Search code examples
ccharhexunsignedsigned

Weird behaviour in C when hex value(over 0x7f) is assigned to (signed) char


When a hex value "0x000000a1" is assigned to (signed) char, char is equal to "0xffffffa1". Can anyone explain this weird behaviour?

void main(){
    char testVar = 0x000000a1;

    printf("%x \n",testVar); //prints ffffffa1
    printf("%d \n",testVar); //prints -95

}

It works as expected when you initialize an unsigned char

void main(){
    unsigned char testVar = 0x000000a1;

    printf("%x \n",testVar); //prints a1
    printf("%d \n",testVar); //prints 161

}

also works as expected when you assign a value within the ASCII limit of 127(or 0x7f)

void main(){
    unsigned char testVar = 0x7f;

    printf("%x \n",testVar); //prints 7f
    printf("%d \n",testVar); //prints 127

}

what I understand now after asking the question:

  • You can't assign 0x000000a1 to a char, because a char is only 1 byte long. You only assign the a1 part.
  • The first bit in a signed value indicates if it is negative or not (1000 0000 is negative and equals to -128. 0111111 is not negative and equals to 127)
  • For some reason printf needs to extend the char variable to int before it outputs the value.
  • when printf is converting the signed char to int, it recognises when char is negative and therefore preserving the negative value by extending with 1's instead of 0's. (1000 0000b(-128dez) is extended to 1111 1111 ... 1111 1111 1000 0000b(still -128dez))

Solution

  • You can't assign 0x000000a1 to a char, because a char is only 2 bytes long. You only assign the a1 part.

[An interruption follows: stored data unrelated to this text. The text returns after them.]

PR #1149, opened 2024-09-12
Updates phone_numbers library to 8.13.45 to fix a validation bug with certain Jersey phone numbers

rparke:
It was discovered that a subset of valid Jersey phone numbers were being incorrectly invalidated by the phone_numbers library code due to a bug in the regex phone numbers were being validated against for the Jersey region. This new code provides a fix

### DIFF
--- a/tests/recipient_validation/test_phone_number.py
+++ b/tests/recipient_validation/test_phone_number.py
@@ -46,6 +46,14 @@ valid_international_phone_numbers = [
     "+43 676 111 222 333 4",  # Austrian 13 digit phone numbers
 ]
 
+# placeholder to be removed when the old validation code is removed
+# categorising these numbers as international numbers will cause old checks
+# for uk numbers to fail
+valid_channel_island_numbers = [
+    "+447797292290",  # Jersey
+    "+447797333214",  # Jersey
+]
+
 
 valid_mobile_phone_numbers = valid_uk_mobile_phone_numbers + valid_international_phone_numbers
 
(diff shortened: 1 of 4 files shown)


tests/recipient_validation/test_phone_number.py
```diff
@@ -564,6 +572,13 @@ def test_international_does_not_normalise_to_uk_number(self, phone_number, expec
             PhoneNumber(phone_number, allow_international=False)
         assert exc.value.code == expected_error_code
 
+    @pytest.mark.parametrize("phone_number", valid_channel_island_numbers)
```
rparke, line 575: Not sure if we need an explicit test here. To my mind we shouldn't be indirectly testing library code. Obviously this gives us peace of mind right now that the bug is fixed for some of the patterns listed as an issue, but we aren't actually testing our code here, rather a dependency.

CrystalPea: That is true - I'm happy to not have this unit test 🙌🏼

quis: If the library broke this again, would we want to know about it before we upgraded the dependency to the newest version? I would argue yes.

rparke: I guess the problem is ... there are lots of ways this can break. It didn't break for all Jersey telephone numbers, and it's not really possible to predict what _types_ of numbers it will be broken for in the future.

quis (approved):

risicle:
You're likely going to have problems propagating this to your app because of the 83.0.0 change.

rparke:
> You're likely going to have problems propagating this to your app because of the 83.0.0 change.

Yeh, I've just realised that. Not wanting to touch the idea of resets on main with a ten foot pole, is a revert a good idea or is our changelog and commit history just going to look a bit too messy?

I'm just conscious that until this change gets into the API, certain valid numbers can't be reached by it.

risicle:
:shrug: microservices.

The real way to solve this would be a stable-branch fix, but I doubt anyone's set up the tooling to be able to handle anything other than a single fast-forward release stream.

risicle:
I guess there's nothing for it but to do a partial-revert.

    A char is by definition always 1 byte big. (It could have more than 8 bits on exotic systems though.) The key here is rather than char has implementation-defined signedness: it could be either signed or unsigned depending on the compiler. Is char signed or unsigned by default? Apparently it is signed in your case.

    The amount of zeroes in front of the value doesn't matter in the slightest and do not affect the type. All they do is to fool the programmer thinking they have some meaning.

    The first bit in a signed value indicates if it is negative or not (1000 0000 is negative and equals to -128. 0111111 is not negative and equals to 127)

    Yes, if it is the MSB.

    What happens when you assing 0xa1 to a signed char is also compiler-specific. On mainstream systems this will result in a negative two's complement value -95 decimal.

    or some reason printf needs to extend the char variable to int before it outputs the value.

    printf is a variadic function (variable amount of arguments) and for those functions there's a special implicit type promotion rule called "the default argument promotions". When passing a small integer type such as char or short to a variadic function, it will always get implicitly promoted to int. (And when passing float it will get promoted to double.)

    when printf is converting the signed char to int, it recognises when char is negative and therefore preserving the negative value by extending with 1's instead of 0's

    Correct. During this promotion, if your original type was signed and has a negative value, this is respected and the sign is preserved, so called "sign extension". So in the binary representation of things, rather than having (signed) char 0xa1 = -95, you get int 0xffffffa1 = still -95.

    You then lie to printf with %x telling it to expect an unsigned int parameter. Strictly speaking this is undefined behavior, but any sensible compiler will convert the int to unsigned int and that's a well-defined conversion, leaving you with 0xffffffa1 but now it's unsigned representation, so it is equal to decimal value 4294967201.